Она посмеялась своей же жизнерадостности и, поглаживая по спинам пациентов, вышла наружу. Мы с Лехой последовали за ней. Едва оказались на улице, в глаза ударил яркий солнечный свет. Я зажмурился. Пока глаза привыкали, Регеций подошла ко мне и взяла под руку.
– Как ваши дела, Николай? – заботливым тоном поинтересовалась она, – Вы уже поговорили с Татьяной?

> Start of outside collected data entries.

PR #4006, opened 2020-05-30
refactor(BlockItemFactory): remove code dupes; add doc; retain components

skaldarnar:
Reduces code duplication in `BlockItemFactory` and unifies the way block items are created when using `BlockItemFactory::newInstance` and `BlockItemFactory::newBuilder`.

Block item creation now also takes `RetainComponentsComponent` into account when copying components from a reference entity or block prefab to the block item. 

📘 Also, full addition of JavaDoc for `BlockItemFactory`.

### DIFF
--- a/engine/src/main/java/org/terasology/world/block/items/BlockItemFactory.java
+++ b/engine/src/main/java/org/terasology/world/block/items/BlockItemFactory.java
@@ -16,18 +16,19 @@
 package org.terasology.world.block.items;
 
 import org.terasology.entitySystem.Component;
+import org.terasology.entitySystem.ComponentContainer;
 import org.terasology.entitySystem.entity.EntityBuilder;
 import org.terasology.entitySystem.entity.EntityManager;
 import org.terasology.entitySystem.entity.EntityRef;
-import org.terasology.entitySystem.prefab.Prefab;
 import org.terasology.logic.common.DisplayNameComponent;
 import org.terasology.logic.inventory.ItemComponent;
 import org.terasology.rendering.logic.LightComponent;
 import org.terasology.world.block.family.BlockFamily;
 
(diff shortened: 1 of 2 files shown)


engine/src/main/java/org/terasology/world/block/items/BlockItemFactory.java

– Да. Поговорил, – я старался говорить как можно спокойнее, хотя ей и так было ясно, что я чувствую.
– Замечательно! – нараспев сказала она, – Уверена, теперь у вас нет сомнений насчет моей искренности с вами.
– Да уж, какие тут могут быть сомнения? Татьяна, вернее Тамара, была очень убедительной.

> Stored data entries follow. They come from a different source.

PR #4008, opened 2020-05-31
Update Groovy Wrapper, make Java 8 warning milder, and add `groovyw module init`

### LINKED ISSUE #3975: update build.gradle "compiling with a JDK newer than" warning for jdk11
We had [a talk about jdk versions](https://discord.com/channels/270264625419911192/696830442065625118/713123216071196752) today and I think we agreed it is fine to use jdk 11 for development.

Note this is _different_ than saying Terasology engine will start using Java 11 _language_ features; for the time being source compatibility remains at Java 8. This is just so the build environment won't scold people for using the current LTS release of OpenJDK.

it would have been faster to write a pull request than type up this issue if not for two things:

1. it needs documenting anyway ;)
2. the way it's currently written, it checks to see if the value is _exactly_ `JavaVersion.VERSION_1_8`, and we want the new check to allow anything 8 – 11, and that would have taken me several moments to look up.

Cervator:
Bit of a rush trying to fit all this in available time, so could probably use a quick round of cleanup / polish. Did remember to use the fancy commit naming at least! In short:

* Fixes #3975 (maybe?) by making the Java 8 check more mild. Still tied to Java 8 specifically but suggests 9-11 will be OK and just try 8 if anything seems weird
* Further improves @keturn's great effort in getting the Groovy Wrapper working with Gradle 6.4 (see https://github.com/MovingBlocks/groovy-wrapper/pull/4 and the one commit I added), now formally released as the Groovy Wrapper v2.0.0
* Adds `groovyw module init` or maybe more interestingly `groovyw module init iota|omega` which will fetch a named module set based on the Index, or default to just CoreSampleGameplay.
  * Not sure if the default is really worth it since it is the exact same as `groovyw module get CoreSampleGameplay` but I couldn't think of what else to make it do 🤔 Probably defaulting to Iota is _too_ much? Yet it doesn't do much else. Would be nice if it was just `groovyw init` and/or did more stuff

Haven't tested on different systems yet, so that'd be nice. To test:

* Make sure if in a workspace with *no* source modules that a warning gets printed in red, and if using something newer than Java 8 that a different but milder note gets logged
* Make sure that the `groovyw` command will execute even on a *clean* system (no cached Gradle wrapper files - first update required `gradlew` to run at least once before `groovyw`)
* See if `groovyw module init` or `groovyw module init iota` does its thing. Or even Omega but that may take a little while!

Thanks bunches to @keturn for sorting out the Groovy Wrapper issue in the first place, I just made it more formal.

On a related note the game handles the total lack of modules decently. Found one small UI thing that could be improved, will submit issue tomorrow

Outstanding: Update docs to mention the `init` task and the need to run something to get modules before starting dev work (at least in most cases)

Curious: Since I'm often short on time I often end up producing low quality code when I *do* manage to throw something together. If it is in need of relatively simple (but possibly slightly time consuming due to completeness) refactoring for quality reasons, would it be fair to immediately submit a quick GFI issue to get that handled later / give some junior types an opening to do something relatively easy? 🤔


config/groovy/util.groovy
```diff
@@ -220,6 +220,36 @@ switch (cleanerArgs[0]) {
...
+            if (cleanerArgs.length == 1) {
+                println "Doing a default module init - simply fetching CoreSampleGameplay without dependencies in source (same as `groovyw module get CoreSampleGameplay`)"
+                String[] targetMods = ["CoreSampleGameplay"]
+                common.retrieve(targetMods, false)
+            } else if (cleanerArgs.length == 2) {
+                def targetModuleDistro = cleanerArgs[1]
+                println "Doing an init of a given module distro: " + targetModuleDistro
+                def targetDistroURL = "https://raw.githubusercontent.com/Terasology/Index/master/distros/" + targetModuleDistro + "/gradle.properties"
+                if (!common.isUrlValid(targetDistroURL)) {
+                    println "Distro URL $targetDistroURL does not seem to be valid, typo? See https://github.com/Terasology/Index/tree/master/distros for available distros"
```
skaldarnar, line 235: If something goes wrong, this prints a very verobse message (imho)

> Distro URL https://raw.githubusercontent.com/Terasology/Index/master/distros/jota/gradle.properties does not seem to be valid, typo? See https://github.com/Terasology/Index/tree/master/distros for available distros


I would slim this down and split it up a bit:

```suggestion
                    println "[init] Invalid distribution name: '$targetModuleDistro'"
                    println "[init]     See https://github.com/Terasology/Index/tree/master/distros for available distributions
```

As follow-up improvement, we could just fetch the list of supported distros dynamically:

> ```
> [init] Invalid distribution name: "jota"
> [init]     Available distributions: [awt, iota, omega]
> ```

config/groovy/util.groovy
```diff
@@ -220,6 +220,36 @@ switch (cleanerArgs[0]) {
...
+                    break
+                }
+                String distroContent = new URL(targetDistroURL).text
+                String moduleSnippet = "extraModules="
+                int someIndex = distroContent.indexOf(moduleSnippet)
+                if (someIndex != -1) {
+                    moduleLine = distroContent.substring((someIndex + moduleSnippet.length()), distroContent.indexOf("\n", someIndex))
+                    common.retrieve(moduleLine.split(","), false)
+                } else {
+                    println "Found the distro definition, but it seemed invalid - did not contain snippet: $moduleSnippet"
```
skaldarnar, line 245:
```suggestion
                    println "[init] ERROR: Distribution does not contain key: '$moduleSnippet'"
```

Possibly also add where to report errors or target PRs against:

```groovy
                    println "[init]     Report an issue: https://github.com/Terasology/Index/issues"
```

config/groovy/util.groovy
```diff
@@ -220,6 +220,36 @@ switch (cleanerArgs[0]) {
...
+                }
+            } else {
+                println "Too many arguments! Init only does a single given module distro. Use `get` or `recurse` for multiple arbitrary modules. See `groovyw usage`"
```
skaldarnar, line 248:
```suggestion
                println "[init] Too many arguments! Usage: 'grooyw module init [distribution]'"
                println "[init]     See `groovyw usage` for more information."
```

build.gradle
```diff
@@ -64,7 +64,7 @@ import static org.gradle.internal.logging.text.StyledTextOutput.Style
 // Check for Java 8
 if(JavaVersion.current() != JavaVersion.VERSION_1_8){
     def out = services.get(StyledTextOutputFactory).create("an-ouput")
-    out.withStyle(Style.FailureHeader).println("WARNING: You're compiling with a JDK newer than Java 8, this may not be fully supported for Terasology, consider adjusting your JAVA_HOME accordingly")
+    out.withStyle(Style.FailureHeader).println("NOTE: You're compiling with a JDK newer than 8. While we believe Java 9-11 to be safe to use, newer versions than that may cause issues. If you encounter any oddities try to see if they persist with Java 8")
```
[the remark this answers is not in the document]
keturn: Yeah, we're setting that compatibility target in all the java projects. Sometimes through indirect reference to `common.gradle`, but it should still be true.

The one documented case of a java 11 failure we've found is that thing we had with Ubuntu's openjdk distribution the other day. If we do keep a warning like this (and I'm not sure we should; it will be a false positive for the many working java 11 builds), it should have a link to our [troubleshooting page](https://github.com/MovingBlocks/Terasology/wiki/Troubleshooting-Developer#java).

keturn:
:thinking: the java 11 error we know about is a _run-time error,_ not a build-time error. So we could put it in the game log like we do with the https://github.com/MovingBlocks/Terasology/blob/v3.2.0/engine/src/main/java/org/terasology/engine/subsystem/lwjgl/LwjglGraphics.java#L193

the confounding thing, though, is that those lines might end up being in the same place, since lwjgl is both the thing that will crash with video driver problems _and_ the first library we load that we know has problems with ubuntu-openjdk's dl-lookup. But maybe there's a moment between loading the library and initializing the video stuff that would let us distinguish between the two cases?

build.gradle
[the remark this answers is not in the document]
Cervator: Updated 👍 Screenie on Discord. Went with a Java > 11 warning

config/groovy/util.groovy
```diff
@@ -220,6 +220,36 @@ switch (cleanerArgs[0]) {
 
         break
 
+        // Makes sure a workspace has one or more modules matching user input, most useful for grabbing whole "module distros"
+        case "init":
+            // TODO: Move most this code into module.groovy, leave an error here if you use it for something else
+            if (cleanerArgs.length == 1) {
+                println "Doing a default module init - simply fetching CoreSampleGameplay without dependencies in source (same as `groovyw module get CoreSampleGameplay`)"
```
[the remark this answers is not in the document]
Cervator: Applied all the logging improvements, thanks for the suggestions! Those were drafts at best :)

As for `get` vs `recurse` I wanted to keep out unneeded source unless the dev wants it - really the docs could just say to use `groovyw module get|recurse X` as desired. `groovy module init` would otherwise be about the same as init iota?

In any case I'm still not sure what to really think about the default init vs just the distros

Cervator:
Okay, updated, may be ready 👍

build.gradle
```diff
@@ -62,9 +62,9 @@ import org.gradle.internal.logging.text.StyledTextOutputFactory
 import static org.gradle.internal.logging.text.StyledTextOutput.Style
 
 // Check for Java 8
-if(JavaVersion.current() != JavaVersion.VERSION_1_8){
+if(JavaVersion.current() != JavaVersion.VERSION_11){
```
skaldarnar, line 65: Aren't Java 1.8 and Java 9 `!= JavaVersion.VERSION_11`? 🧐 Did you test that with Java 8 and 9?

keturn: it's probably fine — maybe even better — to support 8 **or** 11, instead of 8–11.

9 and 10 weren't long-term releases. 10 hasn't been maintained for a year and a half by this point.

Cervator: Whoops, thought that was a `>` not a `!=` good catch :-)

Will fix and test with a few more versions, been aiming to try it on two other systems. Can adjust logging for 8 or 11. Would we want to outright warn people if they're on 9 or 10?

Cervator:
Okay all set and tested out now. Adjusted the warning piece to warn on anything other than Java 8 or 11 (the earlier check for Java 8 compatibility should catch anything older). Tested on 8, 10, 11, and 14 last time I think. Tested on a clean system (total Gradle cache wipe) to make sure `groovyw` first works. Tested `groovyw module init` and `groovyw module init iota`

I made some updates at https://github.com/MovingBlocks/Terasology/wiki/Dev-Setup#quick-start on the new `init` and `groovyw` overall, including where Iota & Omega are defined, hopefully that'll help. Probably still more we can do, but for now I'd like to get this out of the way so I can get back to Jenkins for a bit :-)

– О! Она вам даже имя свое назвала!? Браво, Николай! Видимо вы таки тронули ее каменное сердце. Я уж думала, что такую неприступную скалу ничем не проймешь. Вы и вправду необычный гость! Ну, хоть в вас я не ошиблась. Это не может не радовать.
– Судя по вашей ослепительной улыбке, радости вам не занимать. Вы, видимо, всегда радуетесь. Непрерывно, так сказать.
Она громко захохотала.
– Ой, рассмешили, Николай. Спасибо. Давно так не смеялась.
Мы медленно брели в направлении площадки для прогулок, и я чувствовал, как дрожу от ярости. Регеций, будто щупальцами, впилась в мой локоть. Безусловно, она чувствовала эту дрожь и, конечно же, пребывала в полнейшем экстазе от происходящего.
Только сейчас я вспомнил о Лехе. Оглянулся по сторонам и понял, что его нигде нет. Постепенно ярость сменилась недоумением. На миг я даже подумал, что он, как и Татьяна, меня предал. Но я ошибался.